*** Data for the task Section Begins ***

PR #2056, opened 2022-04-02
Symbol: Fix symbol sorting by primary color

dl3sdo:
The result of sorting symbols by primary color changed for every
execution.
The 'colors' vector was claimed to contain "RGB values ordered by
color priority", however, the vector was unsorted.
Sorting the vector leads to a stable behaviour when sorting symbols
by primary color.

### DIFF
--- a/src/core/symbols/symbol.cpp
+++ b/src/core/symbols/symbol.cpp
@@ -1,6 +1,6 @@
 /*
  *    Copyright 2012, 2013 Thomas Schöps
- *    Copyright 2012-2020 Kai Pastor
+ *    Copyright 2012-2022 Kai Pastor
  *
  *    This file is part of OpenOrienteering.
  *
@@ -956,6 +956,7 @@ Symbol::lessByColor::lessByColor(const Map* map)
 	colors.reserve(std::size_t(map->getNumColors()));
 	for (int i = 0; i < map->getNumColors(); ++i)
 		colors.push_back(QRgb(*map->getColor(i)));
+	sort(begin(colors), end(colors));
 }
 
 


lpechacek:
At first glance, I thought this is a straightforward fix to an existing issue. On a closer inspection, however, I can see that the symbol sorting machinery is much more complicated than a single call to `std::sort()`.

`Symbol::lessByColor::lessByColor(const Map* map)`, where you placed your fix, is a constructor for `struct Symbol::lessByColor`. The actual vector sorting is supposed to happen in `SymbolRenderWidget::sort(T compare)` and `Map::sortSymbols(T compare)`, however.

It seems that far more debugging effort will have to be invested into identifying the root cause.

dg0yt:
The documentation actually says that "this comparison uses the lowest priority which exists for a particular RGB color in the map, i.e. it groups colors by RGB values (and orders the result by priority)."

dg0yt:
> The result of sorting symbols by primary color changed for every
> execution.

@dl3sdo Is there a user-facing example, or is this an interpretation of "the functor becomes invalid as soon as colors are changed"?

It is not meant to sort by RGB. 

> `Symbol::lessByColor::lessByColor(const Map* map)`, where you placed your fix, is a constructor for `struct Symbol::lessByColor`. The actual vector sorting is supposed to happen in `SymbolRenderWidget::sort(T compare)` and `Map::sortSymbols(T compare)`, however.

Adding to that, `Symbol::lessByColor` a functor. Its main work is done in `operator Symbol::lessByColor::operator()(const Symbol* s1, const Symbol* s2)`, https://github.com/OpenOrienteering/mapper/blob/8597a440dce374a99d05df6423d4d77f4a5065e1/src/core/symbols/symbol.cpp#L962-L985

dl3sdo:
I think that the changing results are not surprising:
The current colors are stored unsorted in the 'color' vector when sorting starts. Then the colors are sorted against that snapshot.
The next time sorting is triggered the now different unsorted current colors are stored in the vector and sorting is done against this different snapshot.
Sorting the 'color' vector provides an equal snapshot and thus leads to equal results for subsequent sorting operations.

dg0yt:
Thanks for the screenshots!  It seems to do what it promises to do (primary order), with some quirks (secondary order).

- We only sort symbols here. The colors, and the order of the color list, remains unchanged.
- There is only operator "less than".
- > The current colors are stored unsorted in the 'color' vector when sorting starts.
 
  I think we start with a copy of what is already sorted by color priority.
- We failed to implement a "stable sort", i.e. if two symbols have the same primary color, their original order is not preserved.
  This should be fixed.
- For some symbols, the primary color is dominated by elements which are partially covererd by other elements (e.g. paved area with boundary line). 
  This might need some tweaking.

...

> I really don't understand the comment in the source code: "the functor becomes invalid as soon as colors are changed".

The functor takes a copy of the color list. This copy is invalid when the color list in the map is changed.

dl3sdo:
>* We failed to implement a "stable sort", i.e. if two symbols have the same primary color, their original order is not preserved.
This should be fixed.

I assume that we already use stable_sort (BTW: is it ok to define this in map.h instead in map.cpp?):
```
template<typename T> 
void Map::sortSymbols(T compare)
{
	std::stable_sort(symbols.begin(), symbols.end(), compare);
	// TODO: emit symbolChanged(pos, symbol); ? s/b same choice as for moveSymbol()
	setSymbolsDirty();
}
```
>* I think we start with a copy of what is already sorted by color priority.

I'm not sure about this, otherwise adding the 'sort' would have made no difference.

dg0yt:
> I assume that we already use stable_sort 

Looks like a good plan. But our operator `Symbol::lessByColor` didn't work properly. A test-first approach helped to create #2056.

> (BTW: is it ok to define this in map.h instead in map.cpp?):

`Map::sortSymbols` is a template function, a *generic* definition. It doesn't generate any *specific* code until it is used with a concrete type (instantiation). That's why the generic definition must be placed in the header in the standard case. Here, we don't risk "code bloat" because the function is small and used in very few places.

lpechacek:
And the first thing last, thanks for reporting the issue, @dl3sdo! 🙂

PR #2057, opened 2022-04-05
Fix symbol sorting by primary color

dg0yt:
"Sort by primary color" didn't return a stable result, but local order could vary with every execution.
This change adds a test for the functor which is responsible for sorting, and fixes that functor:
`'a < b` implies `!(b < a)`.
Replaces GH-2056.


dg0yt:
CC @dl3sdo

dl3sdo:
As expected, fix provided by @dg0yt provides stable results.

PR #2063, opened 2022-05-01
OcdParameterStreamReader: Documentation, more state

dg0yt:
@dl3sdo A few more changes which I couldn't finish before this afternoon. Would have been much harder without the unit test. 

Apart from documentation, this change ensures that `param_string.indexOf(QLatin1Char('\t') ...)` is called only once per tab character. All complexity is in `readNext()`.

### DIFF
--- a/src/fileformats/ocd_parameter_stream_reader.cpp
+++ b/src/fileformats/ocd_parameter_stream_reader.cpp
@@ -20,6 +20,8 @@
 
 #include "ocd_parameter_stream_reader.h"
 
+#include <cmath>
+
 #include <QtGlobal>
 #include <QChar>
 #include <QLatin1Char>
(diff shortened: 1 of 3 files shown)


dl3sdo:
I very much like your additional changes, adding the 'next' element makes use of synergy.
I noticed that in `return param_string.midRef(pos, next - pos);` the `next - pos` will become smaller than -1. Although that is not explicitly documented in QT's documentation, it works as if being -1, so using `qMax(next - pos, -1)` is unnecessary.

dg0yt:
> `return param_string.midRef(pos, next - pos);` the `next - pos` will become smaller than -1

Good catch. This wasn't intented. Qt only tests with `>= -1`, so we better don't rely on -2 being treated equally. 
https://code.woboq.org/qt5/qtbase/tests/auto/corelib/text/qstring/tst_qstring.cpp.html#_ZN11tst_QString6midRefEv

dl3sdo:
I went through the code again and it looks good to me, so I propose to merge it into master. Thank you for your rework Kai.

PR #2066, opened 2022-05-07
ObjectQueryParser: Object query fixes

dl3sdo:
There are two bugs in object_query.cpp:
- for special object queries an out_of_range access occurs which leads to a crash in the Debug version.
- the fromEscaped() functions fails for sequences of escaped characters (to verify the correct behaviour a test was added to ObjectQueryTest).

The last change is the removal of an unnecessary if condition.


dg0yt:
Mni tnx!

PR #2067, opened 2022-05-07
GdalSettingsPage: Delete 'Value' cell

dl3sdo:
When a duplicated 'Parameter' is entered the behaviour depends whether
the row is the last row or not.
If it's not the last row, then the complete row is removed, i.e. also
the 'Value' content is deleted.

*** Data for the task Section Ends ***

-- What is expected --
Could you please copy the lines above exactly, beginning at the first and ending at the line that contains "Sorting the vector"?

-- Answer for this exercise --
PR #2056, opened 2022-04-02
Symbol: Fix symbol sorting by primary color

dl3sdo:
The result of sorting symbols by primary color changed for every
execution.
The 'colors' vector was claimed to contain "RGB values ordered by
color priority", however, the vector was unsorted.
Sorting the vector leads to a stable behaviour when sorting symbols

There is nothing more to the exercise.